I remember the fun summer of swimming. I remember my favorite pink bathing suit which was a two piece. I remember walking from the pool to the store across the street to pick up candy (Now & Laters, Fun Dip, Razzles, Boston Baked Beans, Pop Rocks, Big League Chew, etc. and my brother loved to get Atomic Fireballs). I remember having to sit on the side of the pool once every hour. The lifeguards said it was necessary, but I thought it was because the adults wanted some adult pool time without us kids in the way. I remember being scared to dive off the board. I remember really only doing it twice in my entire life. The last time was such an mortifying moment that I have refused to dive or jump in a pool since. I remember the basic instinct of trust. All of my friend's moms were my extra moms. I remember eating the best banana pudding on the planet from a restaurant that I can't remember. I remember HUGE trees. These things were massive and I would love to know if they were truly as massive as I remember.

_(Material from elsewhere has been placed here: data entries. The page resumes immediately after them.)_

PR #116, opened 2015-01-29
[account_invoice_bank_usability] New addon to cover usability concepts

omar7r:
Hi,

We found an usability issue on customer invoices, because, we are not able to select customer bank accounts. I didn't know if is only common at Spain but, we should be able to create customer invoices as direct debit.

In addition, this addon contemplates the possibility of customer/supplier bank account was defined in partner parents.

Regards

### DIFF
--- a/account_invoice_bank_usability/__init__.py
+++ b/account_invoice_bank_usability/__init__.py
@@ -1,0 +1,1 @@
+from . import models
--- a/account_invoice_bank_usability/__openerp__.py
+++ b/account_invoice_bank_usability/__openerp__.py
@@ -1,0 +1,38 @@
+# -*- coding: utf-8 -*-
+##############################################################################
+#
+#    Copyright (C) 2015 Pexego (<http://www.pexego.es>).
+#
+#    All other contributions are (C) by their respective contributors
+#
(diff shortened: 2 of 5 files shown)


pedrobaeza:
This is known issue for so long in the core. You should propose another patch to Odoo to see if this time Odoo accepts it (there was several attempts previously).

omar7r:
Issue report: https://github.com/odoo/odoo/issues/5085

yvaucher:
Any news about this?

I think we should use this module as almost a year later there was no answer from Odoo.

We will also need it in 9.0

yvaucher:
For the records, it's also common in switzerland to need to be able to select the bank on which you want to be paid.

yvaucher:
Ok I misunderstood the purpose of this module. I'm more concerned on the fact that partner_bank_id is not displayed on the invoice

pedrobaeza:
I think this should be included on account_banking_payment_extension and link it with the payment mode selected (payment or debit) to get the correct domain in the bank account.

pedrobaeza:
@omar7r, any advance about my last comment?

pedrobaeza:
Closing as no answer

PR #118, opened 2015-02-01
[8.0] account_voucher_killer: set group category

sbidoul:


pedrobaeza:
If you do this, as this group doesn't imply any other of the category groups, it's going to provoke an odd group in the user's permissions tab. I would put it as part of Technical features category.

:-1:

sbidoul:
Ah, right. I did not notice because the groups defined in OCA/account-financial-tools/account_credit_control do the same.

PR #117, opened 2015-01-29
8.0 Use attachments instead of creating a specific object for each kind of payment.order

alexis-via:
This is an implementation of the discussion that took place in the account-banking-drivers mailing-list, cf https://lists.launchpad.net/banking-addons-drivers/msg00145.html and the answers.

In the end, I decided NOT to create a specific object that would inherit of ir.attachment, because I didn't see any real advantages for this (I implemented this possibility, it worked, but it was more code for no real benefit).

PR #123, opened 2015-02-12
8.0 Use attachments instead of creating a specific object for each payment file

alexis-via:
This is the rescue PR of the previous PR that went out of control after a git rebase.


alexis-via:
I let the git experts do the rebase work this time, I won't do it myself. It's not easy to do, because you have to merge a patch on a file that I deleted in this branch :)

sbidoul:
Original PR was in #117

sbidoul:
I agree with the code and I tested it works fine. Before merging I assume we need the migration script.

alexis-via:
By the way, the module account_banking_fr_lcr has been ported to v8 and moved to l10n-france with the attachement approach (no dedicated object to store the file).

alexis-via:
@sbidoul I just contributed the migration scripts for SEPA Direct debit and SEPA Credit transfer, with the very kind help of @bwrsandman and @legalsylvain

pedrobaeza:
:+1:

bwrsandman:
Does this remove the unidecode requirement from travis?

https://github.com/OCA/bank-payment/blob/8.0/.travis.yml#L23

alexis-via:
@bwrsandman no, we still need unidecode() in account_banking_pain_base/models/banking_export_pain.py

bwrsandman:
ok :+1:

sebastienbeau:
:+1: thanks for the job

PR #131, opened 2015-02-27
[FIX] account_banking_pain_base: SEPA identifier issue

pedrobaeza:
Here it is the PR for resolving issue #111. Please check if migration path is correctly solved


account_banking_pain_base/models/banking_export_pain.py
```diff
@@ -269,15 +269,18 @@ def generate_initiating_party_block(
...
-            iniparty_id = etree.SubElement(initiating_party_1_8, 'Id')
-            iniparty_org_id = etree.SubElement(iniparty_id, 'OrgId')
-            iniparty_org_other = etree.SubElement(iniparty_org_id, 'Othr')
-            iniparty_org_other_id = etree.SubElement(iniparty_org_other, 'Id')
-            iniparty_org_other_id.text = initiating_party_identifier
-            iniparty_org_other_issuer = etree.SubElement(
-                iniparty_org_other, 'Issr')
-            iniparty_org_other_issuer.text = initiating_party_issuer
+        if not initiating_party_identifier or not initiating_party_issuer:
+            raise orm.except_orm(
```
StefanRijnhart, line 273: As announced on #112, you now mandate the presence of the identifier and issuer on sepa credit transfers. But this does not seem to have been an issue before for SCT's in at least NL, BE and FR. Looking at one Dutch bank specification, it does not seem to be mandatory. So in spite of the evindence you found, maybe we should be more pragmatic about this?

sbidoul, line 273: For BE, it was there before, but it is indeed optional in several countries. So I also think raising an exception here is too abrupt.

sbidoul, line 273: And it breaks the test suite :smile:

sbidoul:
Otherwise I like the idea of renaming sepa_creditor_identifier to initiating_party_identifier and moving it to the account_banking_pain_base module.

What would be the migration strategy?

pedrobaeza:
About test suite, it can be adapted for not breaking (I made an attempt), and for the optional question, do you think it's so bad to have this data filled? Most companies will make also SEPA direct debit operations, so they will need this data as well, and for countries where it is mandatory for SEPA credit transfer, you already have it without making a special logic for them.

Another thing is about to raise the exception. I decide it to make it this way because this is the only way to have correct exported files, because previously, the SEPA DD file was generated and silently omit this part if you don't have the field filled, reporting incorrect XML file where issued to the bank.

StefanRijnhart:
Bit of a dilemma here. I'm guessing that the bank does not actually say 'Please regenerate the XML, this time with the correct party identifier for your organization' but instead simply blurts out 'INVALID XML, aborting!'

The method to compose an organization's identifier is actually well defined for the Netherlands, so I guess we can live with making this obligatory after all.

Good point about migration: you can simply rename the column in the pain_base module's pre-migrationscript because it is a dependency of the sepa dd module.

account_banking_pain_base/models/banking_export_pain.py
```diff
@@ -269,15 +269,18 @@ def generate_initiating_party_block(
...
+                _("Error"),
+                _("You must fill initiating party identifier and issuer."))
```
sbidoul: Perhaps "You must fill initiating party identifier and issuer on the company form", so the user easiky understands knows how to fix the error.

sbidoul:
At least in Luxemburg, the InitgPty/Id element is optional if the Nm field is present.
http://www.abbl.lu/download/14692/standard-xml-sdd-initiation-v1.pdf section 1.8.

With a clear enough error message, users can easily fill in the missing information and it's a one time correction, so I could live with it if it's important to have it mandatory in other countries.

pedrobaeza:
I have changed the error text and repair the test suite, so please approve and merge.

sbidoul:
@pedrobaeza I finally had the opportunity to dig into direct debit. And I now realize that the sepa creditor identifer is a totally different thing than the initiating party.

Look for instance in this document http://www.abbl.lu/download/14692/standard-xml-sdd-initiation-v1.pdf:
- initiating party is in the header: <InitgPty> tag
- sepa creditor identifier is in the PmtInf block: <CdtrSchmeId>  tag
  two very different things and we need both.

So I'm afraid this branch won't work :-1: 

We need to merge #112.

sbidoul:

I have a wish. I would love for all of my old friends to be in one place and for all of us to get together as adults. I've seen a lot of them in the last few years, but I haven't seen all of them. Now I'm not naive, I know we aren't 10 to 12 anymore. I know people have changed. I would like to think that if I had stayed there that we would have all stayed best friends through high school. I realize now that we got the best of each other before the drama of hormones and influx of new friends at middle school. However, it would be nice to create new memories with them instead of the images I have in my head of all of us being 10 to 12.